# Review of Micklem Bridle - Day one



## asterid (5 February 2013)

So I bought a Micklem and got it today. 

She had a day off yesterday and normally is a bit tense to begin with after a day off. Also it is freezing and blowing a hooley and to top it all off we have had 4 Chinooks flying over our heads about 50ft above the school. 

So, I initially rode in the Micklem competition with the bit clips. Very relaxed, but bit felt a bit wooden. Took bit clips off and what a difference! mare is normally very fussy in her mouth and tries to get tongue over the bit constantly. 

However! In this bit, the tongue only came out twice (huge improvement - Normally strapped in by drop). She was a lot lighter and more responsive to turns and her canter was much more uphill. And she didn't bat an eyelid at the choppers. 

So day 1 - so good so far. Will school tomorrow in it again tomorrow and then jump in it on Thursday. 

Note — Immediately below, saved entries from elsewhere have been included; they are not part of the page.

PR #2753, opened 2024-03-11
Fix msom usb + ble setup names

mrlambchop:
### Problem

Msom setup shows the wrong name: Mseries. It should be M-SoM 
Same for P2 BLE setup and B-SoM.

Original by ScottBrust

### Solution

Fix the hardcoded USB + BLE setup strings

### Steps to Test

Build + flash branch. Setup msom on setup.particle.io, name should show as M SoM

### Example App

tinker

### References

---

### Completeness

- [ ] Added documentation


eberseth (approved):

avtolstoy:
There is a few other places where this needs to be changed e.g. https://github.com/particle-iot/device-os/blob/develop/hal/src/b5som/app_usbd_string_config.h#L127. I'll take care of it before merging.

PR #2755, opened 2024-03-12
[rtl872x] some more fixes

avtolstoy:
1. Fixes connectivity tester crash
2. `WRAP_BLE_EVT_LOCK` missing in a couple of places
3. Moved coex deinitialization into `rtwCoexStop` under a lock
4. Removed stop scan retries for now, looks like this is no longer necessary
5. Increase coex thread stack size, occasionally seen stack overflow assertion

### DIFF
--- a/hal/src/rtl872x/ble_hal.cpp
+++ b/hal/src/rtl872x/ble_hal.cpp
@@ -72,7 +72,6 @@ extern "C" {
 #include "scope_guard.h"
 #include "rtl_system_error.h"
 #include "radio_common.h"
-#include "freertos/wrapper.h"
 
 #include "timer_hal.h"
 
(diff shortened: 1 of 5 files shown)


hal/src/rtl872x/ble_hal.cpp
```diff
@@ -1233,19 +1221,7 @@ int BleGap::stop(bool restore) {
...
-            // will call into rtw_coex_run_enable(123, false) which will finally cleanup the mutex
-            rtwCoexRunDisable(0);
-            rtw_coex_bt_enable(*(void**)rltk_wlan_info[0].dev->priv, 0);
-            HAL_Delay_Milliseconds(100);
-            rtwCoexRunEnable(0);
-            rtw_coex_wifi_enable(*(void**)rltk_wlan_info[0].dev->priv, 0);
-            rtwCoexRunDisable(0);
-            rtw_coex_wifi_enable(*(void**)rltk_wlan_info[0].dev->priv, 1);
-            rtwCoexCleanupMutex(0);
+            rtwCoexStop();
```
eberseth, line 1224: Wrapped lines above into `rtxCoexStop()` and apply a mutex within.

eberseth (approved):

PR #2758, opened 2024-03-15
[system] network: force IFF_UP if requested and no credentials exist

avtolstoy:
### Description

WiFi should be connected after `joinNewNetwork` when there were no wifi credentials on the device at all as well as there were some present before.


eberseth (approved):

Kategrode:
https://app.shortcut.com/particle/story/125990/wifi-network-does-not-remain-connected-after-calling-join-known-network

PR #2760, opened 2024-04-04
[rtl872x] wifi: reset the stack when there are no scan results and scan is requested to connect to AP

avtolstoy:
### Description

This was reverted in 5.8.0, still seeing this happen in some cases so bringing it back in with some minor changes (`forConnect`)


scott-brust (approved):

Kategrode:
https://app.shortcut.com/particle/story/125908/wi-fi-join-persistent-join-failures-for-jacuzzi

PR #2761, opened 2024-04-05
[msom] M404/BG95M5 disable 2g, only scan for LTEM

scott-brust:
### Problem

Seeing unexplained connectivity / DNS errors on 2g connections sometimes with MSOM

### Solution

Disable 2g networks until we can investigate further

### Steps to Test
Run any app

### DIFF
--- a/hal/network/ncp_client/quectel/quectel_ncp_client.cpp
+++ b/hal/network/ncp_client/quectel/quectel_ncp_client.cpp
@@ -1439,8 +1439,12 @@ int QuectelNcpClient::registerNet() {
             r = CHECK_PARSER(respNwMode.readResult());
             CHECK_TRUE(r == AtResponse::OK, SYSTEM_ERROR_UNKNOWN);
         #if PLATFORM_ID == PLATFORM_MSOM
-            if (nwScanMode != 0) {
-                CHECK_PARSER(parser_.execCommand("AT+QCFG=\"nwscanmode\",0,1")); // AUTO
+            // M404/BG95M5 should be LTEM only, ie scan mode 3
+            // M524/EG91EX should be AUTO (both LTEM and 2G), ie scan mode 0
+            int desiredNwScanMode = (ncpId() == PLATFORM_NCP_QUECTEL_BG95_M5) ? 3 : 0;
+
+            if (nwScanMode != desiredNwScanMode) {
+                CHECK_PARSER(parser_.execCommand("AT+QCFG=\"nwscanmode\",%d,1", desiredNwScanMode));
             }
 
             if (ncpId() == PLATFORM_NCP_QUECTEL_BG95_M5) {


avtolstoy (approved):

hal/network/ncp_client/quectel/quectel_ncp_client.cpp
```diff
@@ -1439,8 +1439,12 @@ int QuectelNcpClient::registerNet() {
             r = CHECK_PARSER(respNwMode.readResult());
             CHECK_TRUE(r == AtResponse::OK, SYSTEM_ERROR_UNKNOWN);
         #if PLATFORM_ID == PLATFORM_MSOM
-            if (nwScanMode != 0) {
-                CHECK_PARSER(parser_.execCommand("AT+QCFG=\"nwscanmode\",0,1")); // AUTO
+            // M404/BG95M5 should be LTEM only, ie scan mode 3
+            // M524/EG91EX should be AUTO (both LTEM and 2G), ie scan mode 0
+            int desiredNwScanMode = (ncpId() == PLATFORM_NCP_QUECTEL_BG95_M5) ? 3 : 0;
```
technobly, line 1444: This check will never test for M524 because it is not PLATFORM_NCP_QUECTEL_BG96 || PLATFORM_NCP_QUECTEL_BG95_M5, but rather PLATFORM_NCP_QUECTEL_EG91_EX.  I think we might need to add a  `if (isQuecCat1Device()) { }` block if we want to ensure `nwscanmode` is on the default of 0 for those devices.  For this block you can simple check `if (nwScanMode != 3) {` and set to 3 if not.

technobly (commented):
I think we also want to remove checks for CREG? for M-SoM if we are disabling 2G.
https://github.com/particle-iot/device-os/pull/2761/files#diff-186ce5679947e07e5ce6c3d4fce9cdce5ebd61e4c315bcf0658db6106ea54299R1487

And potentially make sure the +CREG URCs are not causing any issues.

hal/network/ncp_client/quectel/quectel_ncp_client.cpp
scott-brust: Good point, I didnt realize this wasnt checking for EG91. So M524 NWSCAN is not being set, presumably being left as default (ie enable 2g)?

This does disable 2g for specifically M404/BG95M5, and leaves it enabled for BG95M6 devices (which I dont think there is any aside from a few samples?)

scott-brust:
> I think we also want to remove checks for CREG? for M-SoM if we are disabling 2G. https://github.com/particle-iot/device-os/pull/2761/files#diff-186ce5679947e07e5ce6c3d4fce9cdce5ebd61e4c315bcf0658db6106ea54299R1487
> 
> And potentially make sure the +CREG URCs are not causing any issues.

I think there is a larger refactor around CREG if/when we figure out 2g stuff. For now I dont think it hurts anything

hal/network/ncp_client/quectel/quectel_ncp_client.cpp
technobly: Yeah I think EG91_EX will be left at defaults, 0.

technobly:
If the intention is to disable 2G connections for the time being for M-SoM, I think you'll want to disable AT+CREG=2 and AT+CREG? commands so that the system doesn't take action on any registration/de-registration events due to those +CREG: responses.

Kategrode:
https://app.shortcut.com/particle/story/127103/ensure-correct-modem-configuration-when-enabling-2g-support

PR #2763, opened 2024-04-10
Add set credentials usb request

scott-brust:
### Problem

The existing `JoinNewNetworkRequest` protobuf message has some behavior that might be undesireable in some circumstances.
- The wifi network specified in the request must be present for the credentials to be stored
- The device will power on wifi and attempt to connect to wifi (not necessarily using the new credentials if there are existing credentials/networks known)

### Solution

For use cases like a factory environment where the end wifi network is not present, it is desired to set credentials without attempting to immediately power on wifi and connect. The `SetNetworkCredentialsRequest` will simply store the credentials to the devices internal list of wifi credentials.

Some items to note:
- Currently, devices in the 5x line of Device OS can store 10 wifi credentials.
- ⚠️  If a device has 10 credentials and is asked to store more, it will discard the last credential in the list and replace it with the specified one. Not sure if this is the clearest behavior

### Steps to Test

I used `particle-usb` with the protobuf module updated to the branch [here](https://github.com/particle-iot/device-os-protobuf/tree/sc-126826/set-credentials-usb-request)
Install / build the definitions as in the example.

I added the following snippet to `particle-usb.js` to test the device OS parsing/handling of the new request
```
async function testDevices(){
    const devices = await getDevices();

    for (let device of devices) {
    console.log("Device Type: ", device.type);
    }

	let device = devices[0];
	await device.open();

	let message = {
		type_id : 507, // CTRL_REQUEST_WIFI_SET_NETWORK_CREDENTIALS
		ssid: "TP-Link_F6E0",
		bssid: null,
		security: 4, //   WPA_WPA2_PSK = 4
		hidden: false,
		credentials: {
			type: 1, // CredentialsType.PASSWORD
			password: "78019348"
		}
	}

	for (let iter = 0; iter < 20; iter++) {
		message.ssid = "network".concat(iter);
		let rep = await device._sendAndHandleProtobufRequest('wifi.SetNetworkCredentialsRequest', message, { timeout: 30000 });
		console.log( rep);
	}
}

testDevices();
```

Test with `node particle-usb.js`

### Example App
The `connection-manager` app has some helpful commands to list/clear wifi APs to validate testing. See `a` and `l` commands. 

### Relevant PRs
https://github.com/particle-iot/device-os-protobuf/pull/31


keeramis (approved):
I have tested this command via the Particle USB and I am not seeing any issues with the new control request as of now. It simply puts the new SSID to the config file in the filesystem and does not try to do a rejoin. I believe the workflow is as expected with the existing control requests including the new one.

avtolstoy (approved):

PR #2764, opened 2024-04-22
[Gen 4] change coexistence behavior in wifi connecting or wifi connected states with background BLE low prio activity

avtolstoy:
TODO


hal/src/rtl872x/rtl_sdk_support.cpp
```diff
@@ -65,6 +69,13 @@ namespace {
 #if MODULE_FUNCTION != MOD_FUNC_BOOTLOADER
 uint8_t radioStatus = RTW_RADIO_NONE;
 RecursiveMutex radioMutex;
+
+volatile bool s_wifiConnectionState = false;
+volatile bool s_tdmaSkip = false;
+
+uint32_t s_coexTable[3] = {0x55555555, 0xaaaa5555, 0xf0ffffff};
```
avtolstoy: 0x55555555 == BT > WLAN, 0xaaaa5555 == WLAN high-Priority > BT > WLAN low-Priority

bootloader/prebootloader/src/rtl872x/part1/include.mk
```diff
@@ -1,8 +1,20 @@
 MAIN_STACK_SIZE = 4096
 
+# # FIXME
```
scott-brust, line 3: Are these fixed in the prebootloader-part1 makefile below?

bootloader/prebootloader/src/rtl872x/part1/sleep_handler.cpp
```diff
@@ -324,10 +326,15 @@ void sleepProcess(void) {
              */
             auto config = sleepConfigShadow.config();
             if (config->mode == HAL_SLEEP_MODE_HIBERNATE) {
+                SysTick->CTRL &= ~SysTick_CTRL_ENABLE_Msk;
+                taskENTER_CRITICAL();
                 configureDeepSleepWakeupSource(config);
                 enterDeepSleep();
                 // It should not reach here
             } else {
+                SysTick->CTRL &= ~SysTick_CTRL_ENABLE_Msk;
```
scott-brust, line 335: This disables systick, which should stop the freertos scheduler from swapping in other tasks? So effectively we stop FreeRTOS at this point? Hibernate will restart, so we dont care about starting the OS again?

hal/inc/ble_hal.h
```diff
@@ -1153,6 +1153,15 @@ ssize_t hal_ble_gatt_client_write_without_response(hal_ble_conn_handle_t conn_ha
...
 
+/**
+ * Internal use.
+ * 
+ * @param data 
+ * @param size 
+ * @param reserved 
+ * @return int 
+ */
+int hal_ble_internal(int type, void* data, size_t size, void* reserved);
```
scott-brust, line 1164: Just double checking we still want to include this hook. I assume its still useful for testing stuff?

hal/src/rtl872x/concurrent_hal_impl.h
```diff
@@ -35,8 +35,8 @@ typedef uint8_t os_thread_prio_t;
 /* Default priority is the same as the application thread */
 #define OS_THREAD_PRIORITY_DEFAULT       (2)
 #define OS_THREAD_PRIORITY_CRITICAL      (9)
-#define OS_THREAD_PRIORITY_NETWORK       (7)
-#define OS_THREAD_PRIORITY_NETWORK_HIGH  (8)
+#define OS_THREAD_PRIORITY_NETWORK       (6)
+#define OS_THREAD_PRIORITY_NETWORK_HIGH  (7)
```
scott-brust, line 39: Do these changes have any effect? Do we know what priority the SDK threads run at? Do we need to take into account their priorities perhaps?

hal/src/rtl872x/rtl_sdk_support.cpp
```diff
@@ -190,10 +364,30 @@ void rtwRadioAcquire(RtwRadio r) {
...
     if (radioStatus != RTW_RADIO_NONE) {
+        static std::once_flag once;
+        std::call_once(once, [](){
+            static rtl_wifi_fw_ram_alloc __attribute__((aligned(32))) info;
+            info.size = sizeof(info);
+            info.start = (uint32_t)&link_prebootloader_wifi_fw_ram_start;
+            info.end = (uint32_t)&link_prebootloader_wifi_fw_ram_end;
+            DCache_CleanInvalidate((uint32_t)&info, sizeof(info));
+            rtl_wifi_fw_resp resp = {};
+            int r = km0_km4_ipc_send_request(KM0_KM4_IPC_CHANNEL_GENERIC, KM0_KM4_IPC_MSG_WIFI_FW_INIT, &info, sizeof(info), [](km0_km4_ipc_msg_t* msg, void* context) -> void {
```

A definite win on day one - Will see how the week goes


----------



## Copperpot (5 February 2013)

Yay  I love mine!


----------



## googol (5 February 2013)

Interesting! Any pics? Will u try it bitless?


----------



## asterid (5 February 2013)

I am technologically inept, but may video tomorrow and post. 

As I ride /compete dressage I wont be going bitless. Nice idea though. I def think I need a bit for my SJ too, but more nose pressure is definitely the way forward with my mare.


----------



## doratheexplorer (5 February 2013)

Mine was delivered today - can not wait to test ride it tomorrow!!


----------



## Nicnac (5 February 2013)

Interesting post OP - have been uming and ahing about getting one for some time and researched but not come up with definitive answer - guess answer is to just try it!

You say "in this bit, the tongue only came out...."  did you get a bit with it or are you referring to your usual bit?

Also what's the difference between the multi-bridle and the competition one?  WM website says comp bridle doesn't have nose ring nor bit clips but the photographs for both bridles are exactly the same 

Enlightenment most welcome!


----------



## ArcticFox (5 February 2013)

What makes it a competition or training version?

is it just the 'd' ring on the noseband?


----------



## asterid (5 February 2013)

Nicnac said:



			Interesting post OP - have been uming and ahing about getting one for some time and researched but not come up with definitive answer - guess answer is to just try it!

You say "in this bit, the tongue only came out...."  did you get a bit with it or are you referring to your usual bit?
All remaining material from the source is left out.